Hal tersebut dipicu dengan sejumlah faktor atau pertimbangan, salah satunya nama baik keluarga akan tercemar sebab menganggap kekerasan seksual yang dialaminya adalah aib.
"Kasus kekerasan seksual tidak bisa disejajarkan dengan kasus kriminal lainnya. Yang korbannya bisa leluasa melaporkan kasus yang dialaminya ke polisi. Ada banyak pertimbangan, kenapa perempuan urung melaporkan kasusnya. Faktor nama baik keluarga dan lainnya. Bahkan tidak sedikit korban yang melaporkan kasusnya, malah disalahkan oleh masyarakat, karena dianggap korbanlah yang memancing pelaku dengan bertingkah genit dan berpakaian seksi, sehingga pelaku menjadi terpancing untuk berbuat kekerasan seksual," sebut Rahma.
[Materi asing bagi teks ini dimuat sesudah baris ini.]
PR #241, opened 2017-01-23
Make resumption token truly optional for SETUP

lexs:
Makes the SETUP frame not send/expect the resumption token if the RESUME_ENABLE flag isn't set.

This makes it possible for us to talk to Java for the time being. This isn't complying with any specific version of the spec, but makes us support the current version here together with the Java impl of 0.1 .

### DIFF
--- a/src/Frame.cpp
+++ b/src/Frame.cpp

"Belum lagi di pihak kepolisian. Kadang ketika perempuan melaporkan (kasus yang dialaminya), yang ditanya adalah pakai baju apa, pulang jam berapa. Pola pikir yang tidak berpihak kepada korban itulah yang menjadi pertimbangan kasus-kasus kekerasan seksual banyak tidak dilaporkan oleh korban," sambungnya.
Berdasarkan rangkuman Rakyat Sulsel, kasus kekerasan seksual yang terakhir ditangani Polrestabes Makassar dan masih sementara berproses yaitu seorang oknum Aparatur Sipil Negara (ASN) di Kota Makassar dilaporkan ke polisi karena diduga melakukan pelecehan seksual terhadap seorang guru honorer. Kejadian ini terjadi di salah satu SMK di Makassar. (Isak/B)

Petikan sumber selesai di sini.